About this exercise: Scan the records for the word "with". Return each line where it is found.

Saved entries
====================

PR #226, opened 2023-02-15
listview ontap index fix done https://github.com/EnsembleUI/ensemble/…

Moeez1999:
…issues/220

### DIFF
--- a/lib/layout/list_view.dart
+++ b/lib/layout/list_view.dart
@@ -1,5 +1,6 @@
 
 
+import 'package:ensemble/framework/event.dart';
 import 'package:ensemble/framework/widget/widget.dart';
 import 'package:ensemble/layout/box_layout.dart';
 import 'package:ensemble/layout/layout_helper.dart';
@@ -28,7 +29,9 @@ class ListView extends StatefulWidget
 
   @override
   Map<String, Function> getters() {
-    return {};
+    return {
+      'selectedItemIndex': () => _controller.selectedItemIndex,
+    };
   }
 
   @override
@@ -137,10 +140,9 @@ class ListViewState extends WidgetState<ListView> with TemplatedWidgetState {
           shrinkWrap: true,
           itemBuilder: (BuildContext context, int index) {
             return GestureDetector(
-                onTap: widget._controller.onItemTap == null
+               onTap: widget._controller.onItemTap == null
                     ? null
-                    : () => ScreenController()
-                    .executeAction(context, widget._controller.onItemTap!),
+                    : () => _onItemTapped(index),
                 child: children[index]);
           }),
     );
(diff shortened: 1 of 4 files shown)


lib/layout/list_view.dart
```diff
@@ -158,6 +160,18 @@ class ListViewState extends WidgetState<ListView> with TemplatedWidgetState {
...
   }
 
+  // ----------------- To GET the current [index] of the item in data array -------------------
+
+  _onItemTapped(int index) {
+    if (index != widget._controller.selectedItemIndex &&
+        widget._controller.onItemTap != null) {
+      widget._controller.selectedItemIndex = index;
+      //log("Changed to index $index");
+      ScreenController().executeAction(context, widget._controller.onItemTap!,event: EnsembleEvent(widget));
```
kmahmood74, line 170: @Moeez1999 I am not sure if you are understanding the code. By just sending the widget as part of EnsembleEvent, you achieve nothing at all. This code change is of no use. You have to trace how events are used.. Then create your own event that extends EnsembleEvent and pass the selectedIndex and selectedItem as data on that event. Please fix this.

====================

Problem solution:
@@ -137,10 +140,9 @@ class ListViewState extends WidgetState<ListView> with TemplatedWidgetState {
@@ -158,6 +160,18 @@ class ListViewState extends WidgetState<ListView> with TemplatedWidgetState {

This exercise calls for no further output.